Par exemple, c'que j'veux mettre, c'est un dossier de recherche personnalisé. J'lui attribuerai le bouton que j'aurai créé (quand je saurai comment faire :rateau et j'le glisserai dans la barre...

---------- Nouveau message ajouté à 13h41 ---------- Le message précédent a été envoyé à 13h24 ----------

J'ai trouvé quelque chose..... 


Mais ça m'a l'air biiiiiiiiin compliqué tout ça!!!! :rateau: :rateau: Surtout pour un anglophobe comme moi! :rose: 

M'enfin... si j'ai le temps... j'm'y pencherai! Parce que là j'crois qu'il va m'en falloir!! :rateau:


----------



## scherel (21 Janvier 2012)

Tiens nous au courant ça m'intéresse aussi !


----------



## Fìx (21 Janvier 2012)

scherel a dit:


> Tiens nous au courant ça m'intéresse aussi !

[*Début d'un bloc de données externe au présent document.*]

Issue #6098, opened 2025-03-31
The behaviour of --unsetlabel might be wrong


mkosiarc:
Hi,

We are interested in using the **--unsetlabel** functionality to remove labels inherited from base image. But the way it currently behaves does not make it suitable for the purpose. It might be a bug, as it does not remove just the inherited labels from base image but all labels. This means the labels that are specified in the current Dockerfile/Containerfile and also those that are being set with --label parameter.

To provide an example. Let's say I have Dockerfile such as:
```
FROM registry.access.redhat.com/ubi8/ubi:latest

LABEL name="my-image"
LABEL release="2025"

RUN dnf install -y git
```

The ubi8 base image also contains those labels. So when during build I do something like:

```
buildah build --unsetlabel name --unsetlabel release -t my-test-image .
```

The resulting image does not have the name and release labels, even though I feel like the labels specified in Dockerfile should be kept and not removed as the help suggests:

```
--unsetlabel strings    unset label when inheriting labels from base image
```

The --unsetlabel also takes precedence when doing:

```
buildah build --unsetlabel name --label name=my-label -t my-test-image .
```

Meaning the resulting image does not have the label name. All this means that there is no simple way to remove just the labels from the base image. If I wanted to do that, I have to parse all labels from base image, parse all labels in dockerfile, and then make sure to do --unsetlabel only on the difference of those two sets. This is not very practical for the purpose this functionality was meant to be used as originally requested in https://github.com/containers/buildah/issues/5063

I tried this on the following versions:

- 1.37.1
- 1.39.2
- 1.40.0-dev

Could you please a have a look at it and fix it if possible? And/or perhaps could https://github.com/containers/buildah/pull/5061 be reopened?

arewm:
This behavior looks like it was intended in the PR based on a comment: https://github.com/containers/buildah/pull/5062#discussion_r1337560741.

With the current functionality, users (or build tools) will need to list all of the labels that are being added to the image so that they can be removed from the `--unsetlabel` argument. While this may be possible in some situations, it would be preferable if we could just define which labels we _don't_ want to inherit and then let the image build define any that it wants as normal.

ralphbean:
I'd prefer an option to disinherit _all_ labels from the base image without having to list them and let the child set only the new labels it chooses through its containerfile (or explicit additions of --label).

arewm:
[...]

PR #6103, opened 2025-04-01
build: add support for `--inherit-labels`

flouthoc:
Allows users to specify if they want to inherit labels from base image or not.

Closes: https://github.com/containers/buildah/issues/6098

#### What type of PR is this?

> /kind api-change
> /kind bug
> /kind cleanup
> /kind deprecation
> /kind design
> /kind documentation
> /kind failing-test 
> /kind feature
> /kind flake
> /kind other

```release-note
build: allow users to choose if they want to inherit labels from base image or not using --inherit-labels
```

### DIFF
--- a/define/build.go
+++ b/define/build.go
@@ -236,6 +236,9 @@ type BuildOptions struct {
 	// ID mapping options to use if we're setting up our own user namespace
 	// when handling RUN instructions.
 	IDMappingOptions *IDMappingOptions
+	// InheritLabels controls whether or not built images will retain the labels
+	// which were set in their base images
+	InheritLabels types.OptionalBool
 	// AddCapabilities is a list of capabilities to add to the default set when
 	// handling RUN instructions.
 	AddCapabilities []string
--- a/docs/buildah-build.1.md
+++ b/docs/buildah-build.1.md
@@ -497,6 +497,10 @@ Path to an alternative .containerignore (.dockerignore) file.
 Write the built image's ID to the file.  When `--platform` is specified more
 than once, attempting to use this option will trigger an error.
 
+**--inherit-labels** *bool-value*
+
+Inherit the labels from the base image or base stages. (default true).
+
 **--ipc** *how*
 
 Sets the configuration for IPC namespaces when handling `RUN` instructions.
--- a/pkg/cli/common.go
+++ b/pkg/cli/common.go
@@ -72,6 +72,7 @@ type BudResults struct {
 	Format              string
 	From                string
 	Iidfile             string
+	InheritLabels       bool
 	Label               []string
 	LayerLabel          []string
 	Logfile             string
@@ -231,6 +232,7 @@ func GetBudFlags(flags *BudResults) pflag.FlagSet {
 	fs.StringVar(&flags.CertDir, "cert-dir", "", "use certificates at the specified path to access the registry")
 	fs.BoolVar(&flags.Compress, "compress", false, "this is a legacy option, which has no effect on the image")
 	fs.BoolVar(&flags.CompatVolumes, "compat-volumes", false, "preserve the contents of VOLUMEs during RUN instructions")
+	fs.BoolVar(&flags.InheritLabels, "inherit-labels", true, "inherit the labels from the base image or base stages.")
 	fs.StringArrayVar(&flags.CPPFlags, "cpp-flag", []string{}, "set additional flag to pass to C preprocessor (cpp)")
 	fs.StringVar(&flags.Creds, "creds", "", "use `[username[:password]]` for accessing the registry")
 	fs.StringVarP(&flags.CWOptions, "cw", "", "", "confidential workload `options`")
--- a/tests/bud.bats
+++ b/tests/bud.bats
@@ -2670,6 +2670,80 @@ _EOF
   expect_output "$want_output"
 }
 
+@test "bud and test inherit-labels" {
+  base=registry.fedoraproject.org/fedora-minimal
+  _prefetch $base
+  _prefetch alpine
+  run_buildah --version
+  local -a output_fields=($output)
+  buildah_version=${output_fields[2]}
+  run_buildah build $WITH_POLICY_JSON -t exp -f $BUDFILES/base-with-labels/Containerfile
+
+  run_buildah inspect --format '{{ index .Docker.Config.Labels "license"}}' exp
+  expect_output "MIT" "license must be MIT from fedora base image"
+  run_buildah inspect --format '{{ index .Docker.Config.Labels "name"}}' exp
+  expect_output "fedora-minimal" "name must be fedora from base image"
+
+  run_buildah build $WITH_POLICY_JSON --inherit-labels=false --label name=world -t exp -f $BUDFILES/base-with-labels/Containerfile
+  # no labels should be inherited from base image, only the buildah version label
+  # and `hello=world` which we just added using cli flag
+  want_output='map["io.buildah.version":"'$buildah_version'" "name":"world"]'
+  run_buildah inspect --format '{{printf "%q" .Docker.Config.Labels}}' exp
+  expect_output "$want_output"
+
+  # Try building another file with multiple layers
+  run_buildah build $WITH_POLICY_JSON --iidfile ${TEST_SCRATCH_DIR}/id1 --layers -t exp -f $BUDFILES/base-with-labels/Containerfile.layer
+  run_buildah inspect --format '{{ index .Docker.Config.Labels "license"}}' exp
+  expect_output "MIT" "license must be MIT from fedora base image"
+  run_buildah inspect --format '{{ index .Docker.Config.Labels "name"}}' exp
+  expect_output "world" "name must be world from Containerfile"
+
+  # Now build same file with  --inherit-labels=false and verify if we are not using the cache again.
+  run_buildah build $WITH_POLICY_JSON --layers --inherit-labels=false --iidfile ${TEST_SCRATCH_DIR}/inherit_false_1 -t exp -f $BUDFILES/base-with-labels/Containerfile.layer
+  # Should not contain `Using cache` at all since
+  assert "$output" !~ "Using cache"
+  want_output='map["io.buildah.version":"'$buildah_version'" "name":"world"]'
+  run_buildah inspect --format '{{printf "%q" .Docker.Config.Labels}}' exp
+  expect_output "$want_output"
+
+  run_buildah build $WITH_POLICY_JSON --layers --inherit-labels=false --iidfile ${TEST_SCRATCH_DIR}/inherit_false_2 -t exp -f $BUDFILES/base-with-labels/Containerfile.layer
+  # Should contain `Using cache`
+  expect_output --substring " Using cache"
+  want_output='map["io.buildah.version":"'$buildah_version'" "name":"world"]'
+  run_buildah inspect --format '{{printf "%q" .Docker.Config.Labels}}' exp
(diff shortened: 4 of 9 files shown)


define/build.go
```diff
@@ -236,6 +236,9 @@ type BuildOptions struct {
 	// ID mapping options to use if we're setting up our own user namespace
 	// when handling RUN instructions.
 	IDMappingOptions *IDMappingOptions
+	// InheritLabels allows users to specify if they want
+	// to inheritlabels from base image or not.
```
nalind, line 240:
```suggestion
	// to inherit labels from base image or not.
```

docs/buildah-build.1.md
```diff
@@ -497,6 +497,10 @@ Path to an alternative .containerignore (.dockerignore) file.
 Write the built image's ID to the file.  When `--platform` is specified more
 than once, attempting to use this option will trigger an error.
 
+**--inherit-labels** *bool-value*
+
+Allows users to specify if they want to inherit labels from base image or not. (Default is `true`).
```
nalind, line 502: "Allows users" is kind of implied here, in the man page.  Describe what the tool will do when the flag is specified.

tests/bud.bats
```diff
@@ -2670,6 +2670,25 @@ _EOF
...
+  expect_output "MIT" "license must be MIT from fedora base image"
+  run_buildah inspect --format '{{ index .Docker.Config.Labels "name"}}' exp
+  expect_output "fedora-minimal" "name must be fedora from base image"
+
+  run_buildah build $WITH_POLICY_JSON --inherit-labels=false --label hello=world -t exp -f $BUDFILES/base-with-labels/Containerfile
+  # no labels should be inherited from base image only the, buildah version label
+  # and `hello=world` which we just added using cli flag
+  want_output='map["hello":"world" "io.buildah.version":"'$buildah_version'"]'
+  run_buildah inspect --format '{{printf "%q" .Docker.Config.Labels}}' exp
+  expect_output "$want_output"
```
nalind, line 2689: This needs to test builds with multiple layers (`--layers=true`) and ensure that the build cache doesn't use images that have been built with one value for this setting when the build is running with a different value, since the resulting configurations would differ.
It should probably also check running a multi-stage build where an earlier stage that's used as the base of a later stage sets a label, as I suspect that might not behave as expected in this iteration.

nalind (changes requested):
I think this needs to include broader tests, as there are cases I'm not sure are being handled here.

docs/buildah-build.1.md
TomSweeneyRedHat: Perhaps

Inherit the labels from the base image (default true).

I'm assuming the default is true; I haven't read the rest.

pkg/cli/common.go
```diff
@@ -230,6 +231,7 @@ func GetBudFlags(flags *BudResults) pflag.FlagSet {
 	fs.StringVar(&flags.CertDir, "cert-dir", "", "use certificates at the specified path to access the registry")
 	fs.BoolVar(&flags.Compress, "compress", false, "this is a legacy option, which has no effect on the image")
 	fs.BoolVar(&flags.CompatVolumes, "compat-volumes", false, "preserve the contents of VOLUMEs during RUN instructions")
+	fs.BoolVar(&flags.InheritLabels, "inherit-labels", true, "inherit labels from base image")
```
TomSweeneyRedHat, line 234:
```suggestion
	fs.BoolVar(&flags.InheritLabels, "inherit-labels", true, "inherit the labels from the base image")
```

tests/bud.bats
TomSweeneyRedHat: It would also be good to add a test just using `--inherit-labels" to ensure the default works and doesn't get change in the future.  I'm also a bit on the OCD side, I'd also like a `--inherit-labels=true` test, but not completely necessary.

flouthoc: I added tests to work with `--layers`

define/build.go
```diff
@@ -236,6 +236,9 @@ type BuildOptions struct {
 	// ID mapping options to use if we're setting up our own user namespace
 	// when handling RUN instructions.
 	IDMappingOptions *IDMappingOptions
+	// InheritLabels allows users to specify if they want
```
nalind, line 239: Same comment as for the man page: we're at the API level here, so just describe what the library will be doing differently based on this field, perhaps something like "InheritLabels controls whether or not built images will retain the labels which were set in their base images".

tests/bud.bats
```diff
@@ -2670,6 +2670,49 @@ _EOF
...
+  run_buildah inspect --format '{{ index .Docker.Config.Labels "license"}}' exp
+  expect_output "MIT" "license must be MIT from fedora base image"
+  run_buildah inspect --format '{{ index .Docker.Config.Labels "name"}}' exp
+  expect_output "world" "name must be world from Containerfile"
+
+  # Now build same file with  --inherit-labels=false and verify if we are not using the cache again.
+  run_buildah build $WITH_POLICY_JSON --layers --inherit-labels=false -t exp -f $BUDFILES/base-with-labels/Containerfile.layer
+  # Should not contain `Using cache` at all since
+  assert "$output" !~ "Using cache"
+  want_output='map["io.buildah.version":"'$buildah_version'" "name":"world"]'
```
nalind, line 2702: Is the order of the map elements here guaranteed?

tests/bud.bats
```diff
@@ -2670,6 +2670,49 @@ _EOF
...
+  run_buildah inspect --format '{{printf "%q" .Docker.Config.Labels}}' exp
+  expect_output "$want_output"
+
+  # Now build same file with  --inherit-labels=true and verify if using the cache
+  run_buildah build $WITH_POLICY_JSON --layers --inherit-labels=true -t exp -f $BUDFILES/base-with-labels/Containerfile.layer
+  # Should contain `Using cache` at all since
+  expect_output --substring " Using cache"
```
nalind, line 2709: How many times is "Using cache" expected to be printed?  Would it be simpler to compare the IDs of the final images?

nalind (changes requested):
Tests should also check running a multi-stage build where an earlier stage that's used as the base of a later stage sets a label, as I suspect that might not behave as expected in this iteration, depending on what the expected behavior is, which is unclear.

tests/bud.bats
flouthoc: I also added a check below to verify image id.

flouthoc:
> Tests should also check running a multi-stage build where an earlier stage that's used as the base of a later stage sets a label, as I suspect that might not behave as expected in this iteration, depending on what the expected behavior is, which is unclear.

With this current patch it if `--inherit-labels=false` is set it does not inherit label into `target` stage from base stages. I think that aligns with the docs that no labels are inherited at all from base image. WDYT ?

nalind (changes requested):
> With this current patch it if `--inherit-labels=false` is set it does not inherit label into `target` stage from base stages. I think that aligns with the docs that no labels are inherited at all from base image. I added a test to verify that. WDYT ?

You could ask in the issue that prompted this PR, and given how #5762 describes handling of ARGs, which don't even get recorded in images, I'm not sure if I know what the correct behavior should be for labels when the base image for a stage is part of the same build.  Either way, the detail should be mentioned in the docs.

tests/bud.bats
```diff
@@ -2670,6 +2670,65 @@ _EOF
...
+
+  # Now build same file with  --inherit-labels=true and verify if using the cache
+  run_buildah build $WITH_POLICY_JSON --iidfile ${TEST_SCRATCH_DIR}/id2 --layers --inherit-labels=true -t exp -f $BUDFILES/base-with-labels/Containerfile.layer
+  expect_output --substring " Using cache"
+  run_buildah inspect --format '{{ index .Docker.Config.Labels "license"}}' exp
+  expect_output "MIT" "license must be MIT from fedora base image"
+  run_buildah inspect --format '{{ index .Docker.Config.Labels "name"}}' exp
+  expect_output "world" "name must be world from Containerfile"
+  # Final image id should be exactly same as the one image which was built in the past.
+  if [[ $(cat ${TEST_SCRATCH_DIR}/id1) != $(cat ${TEST_SCRATCH_DIR}/id2) ]]; then
```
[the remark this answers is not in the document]

tests/bud.bats
```diff
@@ -2670,6 +2670,69 @@ _EOF
...
+  buildah_version=${output_fields[2]}
+  run_buildah build $WITH_POLICY_JSON -t exp -f $BUDFILES/base-with-labels/Containerfile
+
+  run_buildah inspect --format '{{ index .Docker.Config.Labels "license"}}' exp
+  expect_output "MIT" "license must be MIT from fedora base image"
+  run_buildah inspect --format '{{ index .Docker.Config.Labels "name"}}' exp
+  expect_output "fedora-minimal" "name must be fedora from base image"
+
+  run_buildah build $WITH_POLICY_JSON --inherit-labels=false --label name=world -t exp -f $BUDFILES/base-with-labels/Containerfile
+  # no labels should be inherited from base image only the, buildah version label
```
nalind, line 2685:
```suggestion
  # no labels should be inherited from base image, only the buildah version label
```

tests/bud.bats
```diff
@@ -2670,6 +2670,69 @@ _EOF
...
+  want_output='map["io.buildah.version":"'$buildah_version'" "name":"world"]'
+  run_buildah inspect --format '{{printf "%q" .Docker.Config.Labels}}' exp
+  expect_output "$want_output"
+
+  # Rebuild again with layers should not build image again at all.
+  run_buildah build $WITH_POLICY_JSON --iidfile ${TEST_SCRATCH_DIR}/id4 --layers --inherit-labels=true -t exp -f $BUDFILES/base-with-labels/Containerfile.multi-stage
+  want_output='map["io.buildah.version":"'$buildah_version'" "name":"world"]'
+  run_buildah inspect --format '{{printf "%q" .Docker.Config.Labels}}' exp
+  expect_output "$want_output"
+  assert "$(cat ${TEST_SCRATCH_DIR}/id3)" = "$(cat ${TEST_SCRATCH_DIR}/id3)" "expected image ids to not change"
```
nalind, line 2733:
```suggestion
  assert "$(cat ${TEST_SCRATCH_DIR}/id3)" = "$(cat ${TEST_SCRATCH_DIR}/id4)" "expected image ids to not change"
```

tests/bud.bats
```diff
@@ -2670,6 +2670,69 @@ _EOF
   expect_output "$want_output"
 }
 
+@test "bud and test inherit-labels" {
```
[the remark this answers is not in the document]
nalind: `tests/bud/base-with-labels/Containerfile.multi-stage` uses "alpine" as its base.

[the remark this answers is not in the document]
flouthoc: I added `_prefetch alpine` too.

nalind (approved):
LGTM

flouthoc:

rhatdan:
Did we ever have a conversation on why not just do `--unsetenv=*` or `--unsetenv=all` rather then add a new option?

--cap-drop=all has precedence.

flouthoc:
@rhatdan I think you mean `--unsetlabel=all` or `--unsetlabel=*`. The reason is similar to what I have written here https://github.com/containers/buildah/issues/6098#issuecomment-2766411213 , we wanted an option which can only work with `labels` from base image//base stage but still allow users to add new labels from `target` stage or CLI. It seems like `--unsetlabel=all` cannot do this and removes all the labels.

Bah écoute.... voici mon avancée... j'peux même dire que c'est résolu  :


J'ai téléchargé ce pack de bouton ICI et me suis servi d'un comme modèle. (voici d'ailleurs le fond que j'en ai extrait : 
	

	
	
		
		

		
		
	


	




)
Je rajoute un picto dessus (y'a un dégradé de noir (en haut) vers le gris très foncé (en bas) à faire puis un genre de léger biseautage blanc vers l'extérieur à faire en bas... faut que j'peaufine de ce côté là.)
On enregistre en .psd ou autre format transparent.
On ouvre Icon Composer (dispo sur les DVD MacOSX section "developer tools" je crois)
On met le .psd dans la case "32" et on en fait une icône .icns
On peut ensuite l'appliquer à c'qu'on veut...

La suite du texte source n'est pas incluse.